*** RECORDED INFORMATION ***

PR #20186, opened 2024-08-04
Unify RP and Classic security access

JORJ949:
## About the PR 
Makes RP and Classic  security officer/HoS accesses the same, removing a large portion of RP's officer access in the process
I made a forum post to discuss this which can be found [here](https://forum.ss13.co/showthread.php?tid=23020)
I was going to wait for more feedback on this but Leah expressed interest in testmerging these changes
(Below spreadsheet may be inaccurate if testmerge is not updated)
image

**WIP ACCESS LIST**, if you think either job should/shouldn't get an access please mention it.

## Why's this needed? 
Please read the comment below by TobleroneSwordfish because they did a much better explanation than I did.

## Changelog 

```changelog
(u)JORJ949
(*)RP and Classic security officer and HoS accesses have been unified. See the PR for a more in depth comparison and report any issues that may arise to the forum thread.
```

***

## WHAT YOU WILL DO
Please write out, exactly as they appear, the line that contains "please mention it." and every line after it up to the end of the entries above, and no others.

## RESULT FOR THIS EXERCISE
**WIP ACCESS LIST**, if you think either job should/shouldn't get an access please mention it.

## Why's this needed? 
Please read the comment below by TobleroneSwordfish because they did a much better explanation than I did.

## Changelog 

```changelog
(u)JORJ949
(*)RP and Classic security officer and HoS accesses have been unified. See the PR for a more in depth comparison and report any issues that may arise to the forum thread.
```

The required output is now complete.